Research Forum: A comparative discussion of Digital Humanities in India and Australia

Bonisha Bhattacharyya discusses digital humanities in India

At our most recent research forum we were joined by Dr Michael Falk and Bonisha Bhattacharyya for a fascinating discussion of the state of digital humanities research in India and Australia.

Bonisha Bhattacharyya’s talk discussed the present Digital humanities space in India. She brought in her colleague Dibyadyuti Roy from IIM Indore, to talk about The Digital Humanities Alliance for Research and Teaching Innovations or DHARTI.  She discussed how Digital Humanities in India at the moment operates mostly out of the academic sphere, and that the present challenges involve a Rethinking of the role of technology in the classroom, in curricula and resources, and working towards a digital pedagogy.

In the case of archival work, which is another significant interest to DH work in India, Bonisha mentioned that there are specific challenges in terms of storage and preservation of materials, cross-referencing and meta-data standards, conditions and structures of access, roles and forms of curation, re-usage of archival materials in research and pedagogy, and, the constraints to digitisation of archival materials, particularly in terms of rare materials and those in Indian languages.

Michael Falk discussed some of the contradictions of Digital Humanities in Australia, where the colonial context continues to shape the debate. On the one hand, Australia has some of the most successful and open Digital Humanities infrastructure in the world. The Trove database gives scholars the ability to interrogate a vast number of Australia’s physical and digital collections across the country, contains thousands of images and government documents, and contains more than 300,000,000 digitised newspaper articles. Its public API allows digital humanists to harvest materials en masse. And its virtually unique crowdsourcing campaign has seen thousands of members of the public collaborate with the National Library to hand-correct the text of digitised newspaper articles. Trove is a shining example of the open access ethos that drives the most successful DH projects.

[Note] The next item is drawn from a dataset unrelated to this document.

PR #1458, opened 2026-06-16
Use Linux gen3

pete-woods:


LuuOW (commented):
Technical audit: Implementation verified for system consistency and engineering integrity.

While this open-access and community-driven ethos has won plaudits around the world, there is trouble brewing. Trove itself has never come under attack—the service is too valuable and too popular for that. But the ideal of open access more generally is starting to rub up against the complex problem of Indigenous Data Sovereignty. Indigenous scholars and activists are increasingly demanding control of research data that describes them. Scholars and the public are increasingly aware that humanities data is not simple or atomistic. What data is collected, who collected it, and how it is disseminated, all have a profound impact on the meaning of the data in practice.